2008年5月6日(祝・火) 14:00 吹田市文化会館メイシアター・大ホール

メンデルスゾーン: 序曲「美しいメルジーネの物語」 (*)
シベリウス: 交響曲第7番ハ長調 op.105 (*)
プロコフィエフ: 交響曲第5番変ロ長調 op.100
(アンコール)プロコフィエフ: 歌劇「3つのオレンジへの恋」より「行進曲」

指揮: 米山 信(*)、新谷 武

<感想>

すっきりと明快に纏めたシベリウスの交響曲第7番、パワフルでリッチなサウンドで邁進したプロコフィエフの交響曲第5番、それぞれの指揮者のカラーがよく出た意欲的な演奏会でした。

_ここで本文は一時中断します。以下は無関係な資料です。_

PR #605, opened 2020-09-10
[Datasets] Transmit format to children

thomwolf:
Transmit format to children obtained when processing a dataset.

Added a test.

When concatenating datasets, if the formats are disparate, the concatenated dataset has a format reset to defaults.


lhoestq:
Closing as #607 was merged

PR #607, opened 2020-09-10
Add transmit_format wrapper and tests

lhoestq:
Same as #605 but using a decorator on-top of dataset transforms that are not in place

### DIFF
--- a/src/nlp/arrow_dataset.py
+++ b/src/nlp/arrow_dataset.py
@@ -25,7 +25,7 @@ import tempfile
 from collections import defaultdict
 from collections.abc import Iterable, Mapping
 from dataclasses import asdict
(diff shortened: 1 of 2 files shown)


src/nlp/arrow_dataset.py
```diff
@@ -737,6 +775,7 @@ def set_format(
                 )
             )
 
+        format_kwargs.update(format_kwargs.pop("format_kwargs", {}))  # allow to use self.set_format(self.format)
```
lhoestq, line 778: I had to add this line to make `format_kwargs` work when doing `self.set_format(self.format)`

thomwolf (approved):
Awesome!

副指揮者の新谷さん、わずか3ヶ月前の前回演奏会ではチェリビダッケばりの遅いテンポで歌い上げたチャイコフスキーの交響曲第5番を披露してくださいましたが、今回はパワフルでリッチなサウンドで迫力満点でした。 朗々と吹く金管、明快な打楽器、すきっとした木管も見事でしたが、分奏の良い弦楽器が全体を支え、一丸となって瞬発力のある音楽で会場内を惹きつけていました。 中でも7本揃えたコントラバスに8本のチェロ、底流をゴウゴウと流れていたのが素晴らしく、強く印象に残りました。

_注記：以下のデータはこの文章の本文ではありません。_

PR #618, opened 2020-09-11
sync logging utils with transformers

stas00:
sync the docs/code with the recent changes in transformers' `logging` utils:
1. change the default level to `WARNING`
2. add `DATASETS_VERBOSITY` env var
3. expand docs

### DIFF
--- a/docs/source/package_reference/logging_methods.rst
+++ b/docs/source/package_reference/logging_methods.rst
@@ -29,7 +29,7 @@ verbose to the most verbose), those levels (with their corresponding int values 
   critical errors.
 - :obj:`datasets.logging.ERROR` (int value, 40): only report errors.
 - :obj:`datasets.logging.WARNING` or :obj:`datasets.logging.WARN` (int value, 30): only reports error and
-  warnings. This the default level used by the library.
+  warnings.
 - :obj:`datasets.logging.INFO` (int value, 20): reports error, warnings and basic information.
 - :obj:`datasets.logging.DEBUG` (int value, 10): report all information.
 
--- a/docs/source/package_reference/logging_methods.rst
+++ b/docs/source/package_reference/logging_methods.rst
@@ -1,8 +1,38 @@
 Logging methods
 ----------------------------------------------------
 
-`datasets` tries to be very transparent and explicit about it's inner working bt this can be quite verbose at some time.
+`datasets` tries to be very transparent and explicit about its inner working, but this can be quite verbose at some times.
+
 A series of logging methods let you easily adjust the level of logging of the whole library.
+
+Currently the default verbosity of the library is ``WARNING``.
+
+To change the level of verbosity, just use one of the direct setters. For instance, here is how to change the verbosity to the INFO level.
+
+.. code-block:: python
+
+    import datasets
+    datasets.logging.set_verbosity_info()
+
+You can also use the environment variable ``DATASETS_VERBOSITY`` to override the default verbosity. You can set it to one of the following: ``debug``, ``info``, ``warning``, ``error``, ``critical``. For example:
+
+.. code-block:: bash
+               
+    DATASETS_VERBOSITY=error ./myprogram.py
+
+All the methods of this logging module are documented below, the main ones are
+:func:`datasets.logging.get_verbosity` to get the current level of verbosity in the logger and
+:func:`datasets.logging.set_verbosity` to set the verbosity to the level of your choice. In order (from the least
+verbose to the most verbose), those levels (with their corresponding int values in parenthesis) are:
+
+- :obj:`datasets.logging.CRITICAL` or :obj:`datasets.logging.FATAL` (int value, 50): only report the most
+  critical errors.
+- :obj:`datasets.logging.ERROR` (int value, 40): only report errors.
+- :obj:`datasets.logging.WARNING` or :obj:`datasets.logging.WARN` (int value, 30): only reports error and
+  warnings. This the default level used by the library.
+- :obj:`datasets.logging.INFO` (int value, 20): reports error, warnings and basic information.
+- :obj:`datasets.logging.DEBUG` (int value, 10): report all information.
+
 
 Functions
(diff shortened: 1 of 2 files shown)


lhoestq (commented):
Cool thanks :) 

Not sure we want to have the logging set to warning right now though.
Right now there are still some messages related to caching that we may want to show the users by default.
Let's discuss a bit what should be shown by default in warning first ?

IMO those messages should be set to warning:
- load from cache when doing `load_dataset`
- the progress bar in `.map` ?
- the progress bar when writing to cache when doing `load_dataset` ?

Those ones are already warnings iirc:
- load from cache when using a dataset transform (`.map`, etc.)
- write to cache when using a dataset transform (`.map`, etc.)
- write to cache when doing `load_dataset`

thomwolf:
Also, some downloads and dataset processing can be quite long for large datasets like wikipedia/pg19/etc. We probably don't want to user to think that the library is hanging. Happy to reorganize logging between DEBUG/INFO/WARNING to make it less verbose by default though.

stas00:
The problem is that `transformers` imports `datasets` and the latter starts logging on `import`: at least 3 info messages - apache beam/torch/tf available - so it injects noise whether one uses the library or not - i.e. no choice given to the user.

Would you be open for me to changing this PR, to keep the initial level at INFO, but to keep the `DATASETS_VERBOSITY` env var it introduces, to let the user control the verbosity?

stas00:
> Also, some downloads and dataset processing can be quite long for large datasets like wikipedia/pg19/etc. We probably don't want to user to think that the library is hanging.

If you're referring to tqdm, it's not affected by changing the logging levels.

lhoestq:
> The problem is that `transformers` imports `datasets` and the latter starts logging on `import`: at least 3 info messages - apache beam/torch/tf available - so it injects noise whether one uses the library or not - i.e. no choice given to the user.
> 
> Would you be open for me to changing this PR, to keep the initial level at INFO, but to keep the `DATASETS_VERBOSITY` env var it introduces, to let the user control the verbosity?

For now we can do that, then I'll change some messages to warnings and set the default verbosity at warning as well at that point. Does it sound good to you ?

> If you're referring to tqdm progress reports, it's not affected by changing the logging levels. It's not using logging.

Actually we configured some progress bars to be disabled depending on the logging level ^^'

stas00:
> For now we can do that, then I'll change some messages to warnings and set the default verbosity at warning as well at that point. Does it sound good to you ?

If it is logical then by all means. 

> > If you're referring to tqdm progress reports, it's not affected by changing the logging levels. It's not using logging.
> 
> Actually we configured some progress bars to be disabled depending on the logging level ^^'

This is very smart!

I reverted s/WARNINGS/INFO/.

Thank you!

thomwolf:
Note that it’s the same in `transformers` @stas00, tdqm are also controlled by the logging level there.

stas00:
> Note that it’s the same in `transformers` @stas00, tdqm are also controlled by the logging level there.

That's good to know, @thomwolf - thank you!

I see that it's controlled in `trainer.py`, but in `examples` it's not - since that's where I usually see the progressbars (and they are great!). But I suppose they aren't API, so `examples` can behave differently.

stas00:
BTW, this is what I'm talking about:
```
python -c "import transformers"
2020-09-14 21:00:58.032658: I tensorflow/stream_executor/platform/default/dso_loader.cc:48] Successfully opened dynamic library libcudart.so.10.1
PyTorch version 1.7.0.dev20200910 available.
TensorFlow version 2.3.0 available.
Apache Beam available.
```
why does the user need to see this? Especially, if they aren't even using `datasets` directly?

thomwolf:
Yes you are right, we should re-think the logging level of various elements.
I also think that the `set_format` messages are confusing when they are the results of our internal operations (as mentioned [here](https://discuss.huggingface.co/t/pipeline-with-custom-dataset-tokenizer-when-to-save-load-manually/1084/7?u=thomwolf))

lhoestq (approved):
I'm changing the logging messages so that we can change the default level to warning asap

docs/source/package_reference/logging_methods.rst
```diff
@@ -1,8 +1,38 @@
...
+All the methods of this logging module are documented below, the main ones are
+:func:`datasets.logging.get_verbosity` to get the current level of verbosity in the logger and
+:func:`datasets.logging.set_verbosity` to set the verbosity to the level of your choice. In order (from the least
+verbose to the most verbose), those levels (with their corresponding int values in parenthesis) are:
+
+- :obj:`datasets.logging.CRITICAL` or :obj:`datasets.logging.FATAL` (int value, 50): only report the most
+  critical errors.
+- :obj:`datasets.logging.ERROR` (int value, 40): only report errors.
+- :obj:`datasets.logging.WARNING` or :obj:`datasets.logging.WARN` (int value, 30): only reports error and
+  warnings. This the default level used by the library.
```
stefan-it, line 32: but line 8 mentions that the default level is `INFO` 🤔

lhoestq: Right !
Let's change to INFO for now as well in the docs @stas00

lhoestq:
Actually I continued this PR in #635 to set the level to warning and update the logging level of some messages.

Let me know if it sounds good to you

docs/source/package_reference/logging_methods.rst
stas00: Great catch, @stefan-it . I removed that note, since it's already written above it. So having one place is less error-prone.

lhoestq:
Closing this one sice #635 got merged

stas00:
Awesome! Thank you!

Any ideas how to eliminate this remaining log line from tensorflow:
```
python -c "import transformers"
2020-09-17 08:38:34.718410: I tensorflow/stream_executor/platform/default/dso_loader.cc:48] Successfully opened dynamic library libcudart.so.10.1
```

常任指揮者で芸術監督の米山さん、難解なシベリウスの交響曲第7番を明快に振り、躍動感を持った音楽として分かりやすく伝えてくれました。 米山さんの振りはいつもながらの省エネ指揮法で縦振りが基本。 聞き手の自分もその縦振りに知らずに合わせ、首でリズムを取りながら聴き進めていました。 そして次第に熱気も増し、中盤以降は弦と管の呼応したクライマックス。 熱さも十二分に出ていて痺れました。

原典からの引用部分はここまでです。